-- EXERCISE BRIEF --
Please set down the entries below once more, exactly.

-- MATERIAL TO PROCESS --
PR #33, opened 2020-02-07
feat(bsc): add -print-bs-libdir flag

thoughtpolice:
Previous versions of the Bluespec compiler required you to specify the
`BLUESPECDIR` environment variable to locate the compiler toolchain.
That's no longer necessary, which is great, but there is another use
case provided by that variable: it makes it easy to find the necessary
Verilog files to add to a Bluespec project. Tools such as `yosys-bsv`
rely on functionality like this, so they can automatically synthesize
working designs out of the box.

While there's various ways to coax this out of the compiler, this new
`-print-bs-libdir` flag just does one thing only: prints out the path to
the `lib/` subdirectory, and nothing else. The intention is essentially
to use it for scripting purposes, to find the proper library directory
of `bsc` without a lot of shennanigans. Putting this functionality in
`bsc` also makes it more robust: if the semantics of install dirs ever
change (e.g. a concrete `--prefix` flag), scripts using this feature
will keep working regardless.

### DIFF
--- a/src/comp/Flags.hs
+++ b/src/comp/Flags.hs
@@ -93,6 +93,7 @@ data Flags = Flags {
         printFlags :: Bool,
         printFlagsHidden :: Bool,
         printFlagsRaw :: Bool,
+        printBluespecDir :: Bool,
         preprocessOnly :: Bool,
         promoteWarnings :: MsgListFlag,
         readableMux :: Bool,
--- a/src/comp/FlagsDecode.hs
+++ b/src/comp/FlagsDecode.hs
@@ -171,7 +171,8 @@ decodeArgs prog args cdir =
                  then if (null anames)
                       then if ((printFlags flags) ||
                                (printFlagsHidden flags) ||
-                               (printFlagsRaw flags))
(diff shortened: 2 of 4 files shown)


quark17:
As discussed on IRC, this can be done with bluetcl as seen in the shell script that gets generated for Bluesim simulations (as constructed in src/comp/bsc.hs):

``BLUESPECDIR=`echo 'puts $env(BLUESPECDIR)' | bluetcl` ``

And it can be seen in the output of `bsc -v` and `bsc -print-flags` and `bsc -print-flags-raw` but requires extraction.  I am in favor of adding a flag for this.  But maybe we should think about what are all the values we want to print, and whether they each get a flag or we add some general flags for printing values, etc.

thoughtpolice:
I actually somewhat like the proposal I made on IRC to have a more general mechanism to dump search paths. I'll file an issue about it later and we can rework this PR to match what we come up with!

thoughtpolice:
Closing this for now in lieu of my proposal (which I'll dig up...)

-- OUTPUT OF THE EXERCISE --
PR #33, opened 2020-02-07
feat(bsc): add -print-bs-libdir flag

thoughtpolice:
Previous versions of the Bluespec compiler required you to specify the
`BLUESPECDIR` environment variable to locate the compiler toolchain.
That's no longer necessary, which is great, but there is another use
case provided by that variable: it makes it easy to find the necessary
Verilog files to add to a Bluespec project. Tools such as `yosys-bsv`
rely on functionality like this, so they can automatically synthesize
working designs out of the box.

While there's various ways to coax this out of the compiler, this new
`-print-bs-libdir` flag just does one thing only: prints out the path to
the `lib/` subdirectory, and nothing else. The intention is essentially
to use it for scripting purposes, to find the proper library directory
of `bsc` without a lot of shennanigans. Putting this functionality in
`bsc` also makes it more robust: if the semantics of install dirs ever
change (e.g. a concrete `--prefix` flag), scripts using this feature
will keep working regardless.

### DIFF
--- a/src/comp/Flags.hs
+++ b/src/comp/Flags.hs
@@ -93,6 +93,7 @@ data Flags = Flags {
         printFlags :: Bool,
         printFlagsHidden :: Bool,
         printFlagsRaw :: Bool,
+        printBluespecDir :: Bool,
         preprocessOnly :: Bool,
         promoteWarnings :: MsgListFlag,
         readableMux :: Bool,
--- a/src/comp/FlagsDecode.hs
+++ b/src/comp/FlagsDecode.hs
@@ -171,7 +171,8 @@ decodeArgs prog args cdir =
                  then if (null anames)
                       then if ((printFlags flags) ||
                                (printFlagsHidden flags) ||
-                               (printFlagsRaw flags))
(diff shortened: 2 of 4 files shown)


quark17:
As discussed on IRC, this can be done with bluetcl as seen in the shell script that gets generated for Bluesim simulations (as constructed in src/comp/bsc.hs):

``BLUESPECDIR=`echo 'puts $env(BLUESPECDIR)' | bluetcl` ``

And it can be seen in the output of `bsc -v` and `bsc -print-flags` and `bsc -print-flags-raw` but requires extraction.  I am in favor of adding a flag for this.  But maybe we should think about what are all the values we want to print, and whether they each get a flag or we add some general flags for printing values, etc.

thoughtpolice:
I actually somewhat like the proposal I made on IRC to have a more general mechanism to dump search paths. I'll file an issue about it later and we can rework this PR to match what we come up with!

thoughtpolice:
Closing this for now in lieu of my proposal (which I'll dig up...)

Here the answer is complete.